>>>>>

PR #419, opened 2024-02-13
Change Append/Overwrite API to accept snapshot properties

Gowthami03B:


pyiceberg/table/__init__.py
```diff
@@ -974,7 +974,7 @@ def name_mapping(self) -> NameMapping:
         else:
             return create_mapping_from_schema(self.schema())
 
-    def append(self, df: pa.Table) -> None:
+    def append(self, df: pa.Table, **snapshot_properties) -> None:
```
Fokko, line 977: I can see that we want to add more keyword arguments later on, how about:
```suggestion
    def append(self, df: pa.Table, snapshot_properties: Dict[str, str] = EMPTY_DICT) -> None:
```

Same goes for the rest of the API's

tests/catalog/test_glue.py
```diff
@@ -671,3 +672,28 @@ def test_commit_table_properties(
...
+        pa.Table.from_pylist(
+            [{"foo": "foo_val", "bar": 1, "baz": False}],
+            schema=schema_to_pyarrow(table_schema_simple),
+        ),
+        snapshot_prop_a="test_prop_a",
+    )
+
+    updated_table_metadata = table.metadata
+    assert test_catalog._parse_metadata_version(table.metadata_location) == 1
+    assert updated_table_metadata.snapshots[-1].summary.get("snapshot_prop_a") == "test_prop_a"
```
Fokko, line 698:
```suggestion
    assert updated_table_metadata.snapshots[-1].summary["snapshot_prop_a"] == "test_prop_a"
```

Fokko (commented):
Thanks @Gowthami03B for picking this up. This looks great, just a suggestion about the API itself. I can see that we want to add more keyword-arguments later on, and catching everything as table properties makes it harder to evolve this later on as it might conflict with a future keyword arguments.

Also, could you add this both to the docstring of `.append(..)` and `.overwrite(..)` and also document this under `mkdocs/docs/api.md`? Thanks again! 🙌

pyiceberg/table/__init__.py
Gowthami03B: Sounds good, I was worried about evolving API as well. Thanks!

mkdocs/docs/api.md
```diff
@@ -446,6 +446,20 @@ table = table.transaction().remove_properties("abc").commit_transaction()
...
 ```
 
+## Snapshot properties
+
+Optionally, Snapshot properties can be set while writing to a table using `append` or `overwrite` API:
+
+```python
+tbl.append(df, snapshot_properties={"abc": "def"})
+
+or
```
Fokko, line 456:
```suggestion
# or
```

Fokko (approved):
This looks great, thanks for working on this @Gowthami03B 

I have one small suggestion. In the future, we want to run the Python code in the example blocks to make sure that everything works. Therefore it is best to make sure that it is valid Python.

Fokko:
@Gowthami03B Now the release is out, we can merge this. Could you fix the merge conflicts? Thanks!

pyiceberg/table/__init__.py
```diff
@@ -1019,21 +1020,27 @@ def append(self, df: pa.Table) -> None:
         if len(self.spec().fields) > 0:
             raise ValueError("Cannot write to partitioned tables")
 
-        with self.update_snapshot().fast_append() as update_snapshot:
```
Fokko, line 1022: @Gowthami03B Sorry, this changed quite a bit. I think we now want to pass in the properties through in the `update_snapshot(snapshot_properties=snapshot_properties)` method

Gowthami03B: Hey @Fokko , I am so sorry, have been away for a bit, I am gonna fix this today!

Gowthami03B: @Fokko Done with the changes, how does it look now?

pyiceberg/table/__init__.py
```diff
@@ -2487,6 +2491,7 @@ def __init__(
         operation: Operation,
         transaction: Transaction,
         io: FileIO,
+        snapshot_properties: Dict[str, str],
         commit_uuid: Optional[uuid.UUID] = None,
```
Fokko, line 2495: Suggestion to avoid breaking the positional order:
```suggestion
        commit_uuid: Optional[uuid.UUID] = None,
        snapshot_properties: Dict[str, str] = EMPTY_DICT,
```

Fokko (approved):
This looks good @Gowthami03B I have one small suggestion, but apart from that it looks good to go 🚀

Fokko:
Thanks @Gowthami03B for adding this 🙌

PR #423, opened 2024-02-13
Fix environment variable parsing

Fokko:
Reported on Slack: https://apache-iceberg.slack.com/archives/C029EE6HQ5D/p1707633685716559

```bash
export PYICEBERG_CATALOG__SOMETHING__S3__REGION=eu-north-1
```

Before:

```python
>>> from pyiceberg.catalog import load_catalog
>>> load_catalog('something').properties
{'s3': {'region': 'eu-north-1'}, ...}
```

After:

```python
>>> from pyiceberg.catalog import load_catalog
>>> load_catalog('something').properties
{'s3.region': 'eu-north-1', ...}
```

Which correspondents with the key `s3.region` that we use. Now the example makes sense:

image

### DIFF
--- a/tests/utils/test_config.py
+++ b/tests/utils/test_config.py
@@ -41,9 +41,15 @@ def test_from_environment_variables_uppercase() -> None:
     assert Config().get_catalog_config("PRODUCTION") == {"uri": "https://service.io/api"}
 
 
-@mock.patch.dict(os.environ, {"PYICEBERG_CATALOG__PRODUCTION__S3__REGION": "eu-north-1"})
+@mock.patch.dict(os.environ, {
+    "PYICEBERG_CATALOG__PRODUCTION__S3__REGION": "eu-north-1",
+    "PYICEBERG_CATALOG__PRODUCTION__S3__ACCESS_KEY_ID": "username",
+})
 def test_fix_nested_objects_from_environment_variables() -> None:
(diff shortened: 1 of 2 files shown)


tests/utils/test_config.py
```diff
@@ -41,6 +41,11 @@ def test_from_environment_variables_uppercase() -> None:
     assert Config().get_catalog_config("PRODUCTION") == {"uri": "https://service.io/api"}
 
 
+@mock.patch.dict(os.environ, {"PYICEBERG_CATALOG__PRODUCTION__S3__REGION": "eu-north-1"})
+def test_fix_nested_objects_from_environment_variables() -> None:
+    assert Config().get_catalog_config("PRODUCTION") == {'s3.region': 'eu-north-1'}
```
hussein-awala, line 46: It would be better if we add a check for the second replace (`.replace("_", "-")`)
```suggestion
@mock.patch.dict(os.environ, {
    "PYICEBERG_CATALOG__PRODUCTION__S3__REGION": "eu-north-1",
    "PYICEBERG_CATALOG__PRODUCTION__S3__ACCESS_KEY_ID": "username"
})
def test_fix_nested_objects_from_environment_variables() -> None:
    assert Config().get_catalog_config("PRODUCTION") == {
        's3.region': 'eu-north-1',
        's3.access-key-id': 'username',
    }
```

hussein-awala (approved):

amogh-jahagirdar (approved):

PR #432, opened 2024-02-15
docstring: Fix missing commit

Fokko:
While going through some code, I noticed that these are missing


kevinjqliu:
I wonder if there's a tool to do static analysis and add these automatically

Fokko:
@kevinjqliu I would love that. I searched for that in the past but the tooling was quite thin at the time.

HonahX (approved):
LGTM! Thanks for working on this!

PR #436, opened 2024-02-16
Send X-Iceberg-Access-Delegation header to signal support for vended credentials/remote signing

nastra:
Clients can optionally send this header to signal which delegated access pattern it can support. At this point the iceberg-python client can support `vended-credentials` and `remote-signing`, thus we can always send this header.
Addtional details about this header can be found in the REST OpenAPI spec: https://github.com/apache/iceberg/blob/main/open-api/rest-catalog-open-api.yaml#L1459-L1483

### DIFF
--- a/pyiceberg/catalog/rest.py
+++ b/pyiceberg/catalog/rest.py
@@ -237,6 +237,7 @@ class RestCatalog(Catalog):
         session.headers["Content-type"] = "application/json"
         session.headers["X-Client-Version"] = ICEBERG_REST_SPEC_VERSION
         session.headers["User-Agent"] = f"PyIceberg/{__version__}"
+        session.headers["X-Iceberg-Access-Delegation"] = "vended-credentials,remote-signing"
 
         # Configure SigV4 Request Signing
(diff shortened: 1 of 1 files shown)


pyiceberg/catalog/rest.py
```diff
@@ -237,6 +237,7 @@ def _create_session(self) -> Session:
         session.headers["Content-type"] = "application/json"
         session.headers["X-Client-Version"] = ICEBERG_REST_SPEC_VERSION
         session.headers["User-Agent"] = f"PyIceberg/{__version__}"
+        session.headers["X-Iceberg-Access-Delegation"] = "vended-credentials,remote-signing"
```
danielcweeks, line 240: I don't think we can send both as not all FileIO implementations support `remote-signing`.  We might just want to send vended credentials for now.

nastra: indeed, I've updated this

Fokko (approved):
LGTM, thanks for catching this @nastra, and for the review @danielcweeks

<<<<<
>>>>>

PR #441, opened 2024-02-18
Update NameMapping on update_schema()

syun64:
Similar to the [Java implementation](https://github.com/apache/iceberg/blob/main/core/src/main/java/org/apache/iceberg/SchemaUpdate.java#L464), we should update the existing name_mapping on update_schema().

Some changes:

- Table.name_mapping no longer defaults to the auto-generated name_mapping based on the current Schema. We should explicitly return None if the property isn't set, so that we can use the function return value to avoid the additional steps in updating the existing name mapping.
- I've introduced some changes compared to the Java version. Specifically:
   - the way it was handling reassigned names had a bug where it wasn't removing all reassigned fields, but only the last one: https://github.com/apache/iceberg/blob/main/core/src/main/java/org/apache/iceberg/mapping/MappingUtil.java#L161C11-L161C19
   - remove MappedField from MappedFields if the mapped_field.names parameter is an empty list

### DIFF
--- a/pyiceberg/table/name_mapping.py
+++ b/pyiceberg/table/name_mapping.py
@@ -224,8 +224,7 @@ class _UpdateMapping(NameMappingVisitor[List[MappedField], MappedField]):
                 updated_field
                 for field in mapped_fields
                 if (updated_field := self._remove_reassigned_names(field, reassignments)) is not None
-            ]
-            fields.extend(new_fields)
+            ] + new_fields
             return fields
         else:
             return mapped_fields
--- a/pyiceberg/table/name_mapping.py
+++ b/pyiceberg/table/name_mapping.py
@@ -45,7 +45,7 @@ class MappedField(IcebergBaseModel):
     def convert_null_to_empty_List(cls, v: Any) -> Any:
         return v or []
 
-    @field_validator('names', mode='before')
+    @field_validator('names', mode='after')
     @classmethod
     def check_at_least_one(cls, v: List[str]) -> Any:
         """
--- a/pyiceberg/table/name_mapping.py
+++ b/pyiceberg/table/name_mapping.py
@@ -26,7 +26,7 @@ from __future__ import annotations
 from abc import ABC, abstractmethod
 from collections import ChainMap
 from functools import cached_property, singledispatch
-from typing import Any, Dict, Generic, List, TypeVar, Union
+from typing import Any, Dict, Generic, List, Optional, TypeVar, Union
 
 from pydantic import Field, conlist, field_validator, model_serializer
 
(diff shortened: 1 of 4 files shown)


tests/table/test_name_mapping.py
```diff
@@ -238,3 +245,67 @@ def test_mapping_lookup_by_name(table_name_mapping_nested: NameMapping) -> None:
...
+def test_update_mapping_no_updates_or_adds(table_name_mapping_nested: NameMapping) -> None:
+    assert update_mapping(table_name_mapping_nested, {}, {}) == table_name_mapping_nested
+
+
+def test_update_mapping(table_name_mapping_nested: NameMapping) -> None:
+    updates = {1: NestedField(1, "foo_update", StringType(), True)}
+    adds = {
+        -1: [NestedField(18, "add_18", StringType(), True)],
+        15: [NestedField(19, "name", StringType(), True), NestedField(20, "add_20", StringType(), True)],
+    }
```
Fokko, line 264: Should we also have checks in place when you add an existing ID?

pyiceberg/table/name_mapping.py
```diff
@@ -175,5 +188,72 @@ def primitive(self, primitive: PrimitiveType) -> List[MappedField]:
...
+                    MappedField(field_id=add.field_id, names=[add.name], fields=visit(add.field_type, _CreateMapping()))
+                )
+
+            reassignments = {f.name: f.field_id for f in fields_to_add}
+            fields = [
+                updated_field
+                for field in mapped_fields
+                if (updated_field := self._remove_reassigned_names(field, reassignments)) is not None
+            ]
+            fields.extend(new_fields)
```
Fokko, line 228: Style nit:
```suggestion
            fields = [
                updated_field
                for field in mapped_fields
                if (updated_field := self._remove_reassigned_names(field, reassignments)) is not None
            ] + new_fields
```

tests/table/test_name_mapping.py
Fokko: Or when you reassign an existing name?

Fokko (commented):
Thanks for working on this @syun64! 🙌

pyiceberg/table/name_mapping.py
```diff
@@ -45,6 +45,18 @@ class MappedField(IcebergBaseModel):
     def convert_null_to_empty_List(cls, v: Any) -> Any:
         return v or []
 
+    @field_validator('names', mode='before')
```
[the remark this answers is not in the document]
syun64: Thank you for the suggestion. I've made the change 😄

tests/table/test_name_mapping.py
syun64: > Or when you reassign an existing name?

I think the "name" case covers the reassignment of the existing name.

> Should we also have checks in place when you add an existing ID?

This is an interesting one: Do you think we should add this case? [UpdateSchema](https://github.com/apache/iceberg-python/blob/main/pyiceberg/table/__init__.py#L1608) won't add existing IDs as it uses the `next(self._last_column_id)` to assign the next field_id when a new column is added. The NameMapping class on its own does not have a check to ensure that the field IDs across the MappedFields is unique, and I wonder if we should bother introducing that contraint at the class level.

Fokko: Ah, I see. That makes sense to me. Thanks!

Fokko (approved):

<<<<<
>>>>>

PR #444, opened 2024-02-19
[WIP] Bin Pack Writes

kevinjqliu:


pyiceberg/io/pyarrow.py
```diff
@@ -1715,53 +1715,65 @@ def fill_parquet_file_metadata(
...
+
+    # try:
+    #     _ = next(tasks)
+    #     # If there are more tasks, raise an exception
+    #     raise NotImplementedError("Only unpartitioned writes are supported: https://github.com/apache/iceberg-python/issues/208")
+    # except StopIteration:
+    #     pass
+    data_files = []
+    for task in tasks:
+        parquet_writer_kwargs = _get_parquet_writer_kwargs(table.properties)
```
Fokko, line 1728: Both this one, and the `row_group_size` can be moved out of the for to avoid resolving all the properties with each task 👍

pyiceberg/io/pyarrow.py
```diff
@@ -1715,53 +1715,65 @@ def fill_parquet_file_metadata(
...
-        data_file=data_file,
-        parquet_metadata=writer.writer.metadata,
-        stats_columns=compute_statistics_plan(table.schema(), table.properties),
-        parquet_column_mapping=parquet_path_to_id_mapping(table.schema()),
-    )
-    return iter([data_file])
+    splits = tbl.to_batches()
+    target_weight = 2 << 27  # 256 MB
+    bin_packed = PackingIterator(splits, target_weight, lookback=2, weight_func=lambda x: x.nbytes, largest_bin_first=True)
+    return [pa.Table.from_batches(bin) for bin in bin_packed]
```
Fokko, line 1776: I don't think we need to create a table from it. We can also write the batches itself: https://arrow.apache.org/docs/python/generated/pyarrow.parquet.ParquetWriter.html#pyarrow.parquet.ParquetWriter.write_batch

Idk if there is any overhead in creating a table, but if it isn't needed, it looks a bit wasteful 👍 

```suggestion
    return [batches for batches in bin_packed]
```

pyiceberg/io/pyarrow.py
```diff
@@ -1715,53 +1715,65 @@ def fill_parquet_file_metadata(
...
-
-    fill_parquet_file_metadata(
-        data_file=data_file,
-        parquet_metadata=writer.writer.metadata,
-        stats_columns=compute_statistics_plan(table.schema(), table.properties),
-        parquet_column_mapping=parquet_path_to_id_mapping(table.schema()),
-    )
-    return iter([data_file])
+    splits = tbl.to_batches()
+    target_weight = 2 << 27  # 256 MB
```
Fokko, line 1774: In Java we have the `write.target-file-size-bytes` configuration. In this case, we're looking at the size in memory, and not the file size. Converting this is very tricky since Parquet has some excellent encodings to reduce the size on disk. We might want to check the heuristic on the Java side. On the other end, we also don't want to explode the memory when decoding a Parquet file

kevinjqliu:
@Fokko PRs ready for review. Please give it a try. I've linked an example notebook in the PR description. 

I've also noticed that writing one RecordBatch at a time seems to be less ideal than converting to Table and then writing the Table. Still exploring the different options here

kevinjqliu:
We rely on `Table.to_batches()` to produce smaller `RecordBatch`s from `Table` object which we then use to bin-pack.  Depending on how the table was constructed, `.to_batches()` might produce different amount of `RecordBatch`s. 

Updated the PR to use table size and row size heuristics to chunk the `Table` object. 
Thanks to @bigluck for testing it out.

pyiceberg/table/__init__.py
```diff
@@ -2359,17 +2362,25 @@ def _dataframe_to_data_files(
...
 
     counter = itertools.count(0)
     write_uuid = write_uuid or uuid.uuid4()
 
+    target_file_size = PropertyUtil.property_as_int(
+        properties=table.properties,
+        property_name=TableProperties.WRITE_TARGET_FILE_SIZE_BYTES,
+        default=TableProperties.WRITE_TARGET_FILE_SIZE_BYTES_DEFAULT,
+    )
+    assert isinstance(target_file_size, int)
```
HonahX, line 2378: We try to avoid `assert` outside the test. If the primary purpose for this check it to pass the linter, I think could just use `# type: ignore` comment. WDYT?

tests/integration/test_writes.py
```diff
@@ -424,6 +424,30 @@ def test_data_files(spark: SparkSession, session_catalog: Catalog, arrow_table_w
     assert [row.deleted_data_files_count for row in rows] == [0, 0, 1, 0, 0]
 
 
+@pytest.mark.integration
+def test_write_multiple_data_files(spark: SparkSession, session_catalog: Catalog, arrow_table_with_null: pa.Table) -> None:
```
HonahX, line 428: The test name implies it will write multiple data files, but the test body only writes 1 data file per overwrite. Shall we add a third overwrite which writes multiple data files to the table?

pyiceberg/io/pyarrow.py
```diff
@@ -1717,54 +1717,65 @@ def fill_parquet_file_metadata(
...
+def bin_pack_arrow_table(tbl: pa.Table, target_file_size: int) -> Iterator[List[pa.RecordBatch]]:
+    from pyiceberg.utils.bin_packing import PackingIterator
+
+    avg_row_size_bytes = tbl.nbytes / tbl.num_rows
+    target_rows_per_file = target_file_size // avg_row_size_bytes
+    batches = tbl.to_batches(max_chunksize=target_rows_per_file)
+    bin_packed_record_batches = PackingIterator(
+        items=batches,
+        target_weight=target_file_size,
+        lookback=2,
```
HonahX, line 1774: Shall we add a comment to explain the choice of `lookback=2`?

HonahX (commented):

<<<<<

HOW TO COMPLETE THIS TASK: Show every line of the listing that includes the word "reassignments".

WRITTEN RESPONSE:
                 if (updated_field := self._remove_reassigned_names(field, reassignments)) is not None
+            reassignments = {f.name: f.field_id for f in fields_to_add}
+                if (updated_field := self._remove_reassigned_names(field, reassignments)) is not None
                if (updated_field := self._remove_reassigned_names(field, reassignments)) is not None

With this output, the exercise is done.